◆ WORK TO COMPLETE ◆
Using the records provided below, locate and copy each line that contains the word "opened".

(SOURCE DATA begins)

PR #8147, opened 2017-01-11
throw a real error if emacs version is too old

deb0ch:
Many people (including me) were confused when trying to install Spacemacs on an outdated Emacs. A message was issued, but honestly nobody thinks of going to see the `*Messages*` buffer when a perfeclty normal vanilla Emacs starts up, especially not beginners.

This way, an error is visible and users can take corrective actions.

One more thing: I changed the concatenated string to a normal full string even if it makes it > 80 cols, as cutting it prevents it from being searched in the code base. This is a recommendation of the Linux Kernel coding style (line 86) to never break user-visible strings, which makes a lot of sense to me.

### DIFF
--- a/init.el
+++ b/init.el
@@ -20,9 +20,9 @@
 (defconst spacemacs-emacs-min-version   "24.4" "Minimal version of Emacs.")
 
 (if (not (version<= spacemacs-emacs-min-version emacs-version))
-    (message (concat "Your version of Emacs (%s) is too old. "
-                     "Spacemacs requires Emacs version %s or above.")
-             emacs-version spacemacs-emacs-min-version)
+    (error (concat "Your version of Emacs (%s) is too old. "
+                   "Spacemacs requires Emacs version %s or above.")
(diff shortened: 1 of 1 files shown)


syl20bnr:
You can keep the string on 2 lines please ;-)
The break is between two sentences so readability is maintained and more importantly the "easy grep" argument does not hold since we have variable interpolation here.

deb0ch:
Changed :expressionless: 

What do you think of the initial idea ?

Story behind it is that some time ago I wanted to make a coworker try Spacemacs, then couldn't figure out what was going on when only vanilla Emacs kept popping out. Quickly he didn't have time anymore and gave up altogether. Now I'm not even sure he'll even try it one day, and it's very frustrating.

Having this we would have figured it out right away and without ambiguity :smile_cat: 

And seeing the gitter chat, it also affects a lot of people.

deb0ch:
Ping: what's the status on this PR ? (@syl20bnr ?) :smile_cat:

bmag:

PR #8266, opened 2017-01-27
ui-visual: improve colorization of compilation buffer

aroig:
Lines containing a carriage return alone, followed by color escape sequences, are not colorized properly.

A carriage return in the compilation buffer is interpreted by erasing contents since the beginning of the line, but `compilation-filter-start` is not updated accordingly before calling the filter-hooks.

Workaround it by always colorizing a region from to the beginning of the line where `compilation-filter-start` points.


syl20bnr:
Thank you ! 👍 

PR #8272, opened 2017-01-29
Revert "Make pylookup.py compatible with Python 2 and 3"

Hoot215:
This reverts commit 9d1b5745541df5ac38d700d0032ba3828cb55cf1.

This commit was apparently not tested with Python 3, since it breaks pylookup entirely when "python" is linked to "python3" instead of "python2". Making it work with Python 3 would require a rewrite of the HTML parsing code, since html.parser in Python 3 handles tags and data differently than htmllib in Python 2. For now, we should just stick to Python 2.

### DIFF
--- a/layers/+lang/python/local/pylookup/pylookup.py
+++ b/layers/+lang/python/local/pylookup/pylookup.py
@@ -1,4 +1,4 @@
-#!/usr/bin/env python
+#!/usr/bin/env python2
 
 """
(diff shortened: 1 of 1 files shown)


syl20bnr:
Thank you for your PR. We recently fixed support for python 3 in develop branch, can you check if this works for you ?

Hoot215:
Works great. Thanks!

PR #8276, opened 2017-01-30
Fix ranger layer documentation

cyberxndr:
Updated entry for "show dotfiles at ranger startup" option.
Old variable had no effect (possibly deprecated)

Updated entry for "show previews literally" option.
Old variable had no effect (possibly mistype)


d12frosted:
Please do not remove your fork in the future. 

Thank you :+1: Merged into `develop`, you can safely delete your branch.

PR #8283, opened 2017-01-31
minor elisp convention fix

deb0ch:
Not much, just replacing some `if`s with `when`s that I spotted when looking through recent commits.


d12frosted:

PR #8295, opened 2017-02-02
haskell: disable electric indent for cabal-mode

bennofs:
Electric-indent mode in cabal-mode is annoying, as it messes up existing indentation.
For example, if you have:

```
  build-depends:
    base,
    foo,|
```

And press enter, then that ends up as:

```
  build-depends:
    base,
                 foo
                 |
```

(`|` is cursor)

This PR fixes that issue.

### DIFF
--- a/layers/+lang/haskell/funcs.el
+++ b/layers/+lang/haskell/funcs.el
@@ -81,6 +81,12 @@
   (evil-define-key '(insert normal) intero-mode-map
     (kbd "M-.") 'intero-goto-definition))
 
+(defun spacemacs-haskell//disable-electric-indent ()
+  "Disable electric indent mode if available"
+  ;; use only internal indentation system from haskell
+  (if (fboundp 'electric-indent-local-mode)
+      (electric-indent-local-mode -1)))
+
 
 ;; Intero functions
 
--- a/layers/+lang/haskell/packages.el
+++ b/layers/+lang/haskell/packages.el
@@ -92,6 +92,11 @@
       (add-hook 'haskell-cabal-mode-hook
                 'spacemacs//force-haskell-mode-loading)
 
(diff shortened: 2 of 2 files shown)


joehillen:
The convention is to list all the packages after the colon and align with a leading `,`

https://github.com/commercialhaskell/stack/blob/master/stack.cabal#L185

For example:

```cabal
build-depends: base
             , foo
             , bar
             |
```

bennofs:
@joehillen: well, but you can still do that even with electric indent mode disabled, as pressing enter will keep the current indent level. So if you are at:

```
build-depends: base
             , foo|
```

Then pressing enter will still result in:

```
build-depends: base
             , foo
             |
```

So you can still use that style just fine with electric indent disabled. But there's lots of packages in the wild that use this style:

```
build-depends:
  base,
  foo,
  bar
```

(Example: [lens](http://hackage.haskell.org/package/lens-4.15.1/lens.cabal or text or snap)

And that style is *completely* broken with electric indent on: you end up with:

```
build-depends:
  base,
  foo,
               | 
```

And now you have to delete all those spaces manually using backspace! So you need to press backspace like 10 times, which is really annoying.

So looking at this tradeoff, I conclude the following:

* with electric-indent mode **off**, you can use both styles just fine without major inconvenience.
* with electric-indent mode **on**, using the alternative style is very annoying.

joehillen:
Oh, I didn't realize spacemacs already disables electric indent for `*.hs` files, so this is just doing it for cabal files as well. I'm fine with that then.

bennofs:
What's the status of this?

TheBB:

I removed the dangling function: https://github.com/syl20bnr/spacemacs/commit/144c37955f5081d135ac0f39824b68eafdb5d31b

(SOURCE DATA ends)

◆ RESPONSE TO THIS EXERCISE ◆
PR #8147, opened 2017-01-11
PR #8266, opened 2017-01-27
PR #8272, opened 2017-01-29
PR #8276, opened 2017-01-30
PR #8283, opened 2017-01-31
PR #8295, opened 2017-02-02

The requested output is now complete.